O que é a Dialética na Terapia Comportamental Dialética?

No último texto publicado nesta coluna, minha colega Tamires escreveu sobre o uso de metáforas na DBT. Tenho que agradecê-la por ter explicado a vocês, além da importância, a aplicação de tal estratégia, pois isso irá me ajudar a cumprir com meu objetivo neste artigo. As metáforas na DBT fazem parte do grupo de estratégias dialéticas utilizadas ao longo de todo tratamento com a finalidade de trabalhar as tensões que existem entre opostos, contradições e polarizações na terapia e na vida do paciente (Linehan, 2010). Essas estratégias ajudam o terapeuta DBT a manter-se dialético. Mas afinal de contas, o que é manter-se dialético na DBT?

Muitos dos problemas enfrentados pelos pacientes levam os terapeutas a necessitar pensar claramente em situações extremas. Como podemos imaginar, diante de problemas complexos é natural que os indivíduos, no geral, tendam a buscar certezas, apoiando-se em padrões cognitivos, ou comportamentais antigos e com isso tornando-se menos flexíveis psicologicamente. Essa ausência de flexibilidade também pode ocorrer nos processos de psicoterapia.     Quando terapeutas e pacientes assumem formas de pensar e agir polarizados, ou seja, menos flexíveis e dicotômicos, é natural que tensões entre eles se criem. Vamos tomar como exemplo quando um paciente diz que irá abandonar a terapia, pois ela não está funcionando. O paciente diz que não voltará mais às sessões. Diante de uma situação assim, faz sentido que a apreensão do terapeuta o leve a se focar acentuadamente em ideias de que o paciente não pode abandonar a terapia e realize intervenções pautadas por tais pensamentos. Assim, paciente e terapeuta ficam em dois polos opostos: um deles na posição de que a terapia não é a solução e o outro no oposto de que a terapia é a única solução.

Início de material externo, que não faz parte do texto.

PR #1047, opened 2022-09-12
Cause Data Checks and Gibbing Runtime Fixes

Drulikar:
## About The Pull Request
Adds more type checking to cause_data usage. Runtimes can still occur for cause_data actions, but all should now be manual messages that do not end the proc call.

## Why It's Good For The Game
Less runtimes and more death reason data. E.g. these queen gib runtimes are now gone: 
image

## Changelog

:cl: Drathek
fix: Fixed runtimes caused by gibbing.
code: Added more checks for cause_data usage.
/:cl:


fira (approved):
Looks good to me. About time this was straightened up, thanks for that! I think some of these were fixed in the past but lost in Gitlab PR Hell.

Vamos tentar falar disso através de uma metáfora utilizada por Linehan (2010) para explicar as tensões e movimentos dialéticos da DBT. Imaginem uma haste de bambu equilibrada sobre uma tênue linha no topo do Grand Canyon. Na terapia, é como se paciente e terapeuta estivessem nos extremos dessa haste. Enquanto o paciente se move continuamente para frente e para trás, da extremidade ao meio, e do meio a extremidade, o terapeuta se move também, tentando manter o equilíbrio da haste sobre a linha e evitando uma queda, ou que ela se quebre. A grande dificuldade é que se paciente e terapeuta se movem continuamente para trás, ou seja, assumindo posições opostas, na tentativa de manter o equilíbrio, os riscos de ambos caírem no Canyon aumenta. Portanto, a tarefa do terapeuta não é apenas manter o equilíbrio, mas sim mentê-lo de forma que ambos, paciente e terapeuta, se movem em harmonia para o meio, alcançando uma compreensão da realidade e ações mais balanceadas e menos polarizadas.

Se o terapeuta se mantiver no extremo oposto desta haste tentando convencer o paciente de que ele não pode abandonar a terapia, um desequilíbrio importante pode ocorrer. Nesse cenário, manter-se dialético envolve a habilidade de resistir às simplificações (como por exemplo “abandonar a terapia não será bom para você”, ou “a terapia não está adiantando”) e ir além de compromissos frágeis (como por exemplo “eu gostaria da sua palavra de que você não irá abandonar a terapia”) e no lugar disso, buscar a combinação dos polos: solução de problemas e validação; razão e emoção; e aceitação e mudança. Ou seja, é necessário compreender e validar a experiência do paciente de que a terapia não está funcionando, aceitá-la e compreendê-la de modo que alternativas possam ser pensadas para corrigir os problemas e solucionar as dificuldades. Mais uma metáfora, aqui, para nos ajudar. Imaginem um campo de futebol. Em sua essência, um jogo de futebol consiste em dialética, ou seja, na tensão entre dois times com um mesmo objetivo de vitória jogando em direções contrárias e contra um ao outro. Porém, no “jogo de futebol” da DBT, terapeuta e paciente não estão, necessariamente, em times opostos. Jogar contra o paciente não seria agir de maneira dialética; requer equilíbrio e coragem do terapeuta jogar em ambos os times procurando entender, genuinamente, a “sabedoria” na experiência de querer abandonar a terapia, ao mesmo tempo em que, siga promovendo a esperança e o engajamento do paciente no tratamento (Swenson, 2016).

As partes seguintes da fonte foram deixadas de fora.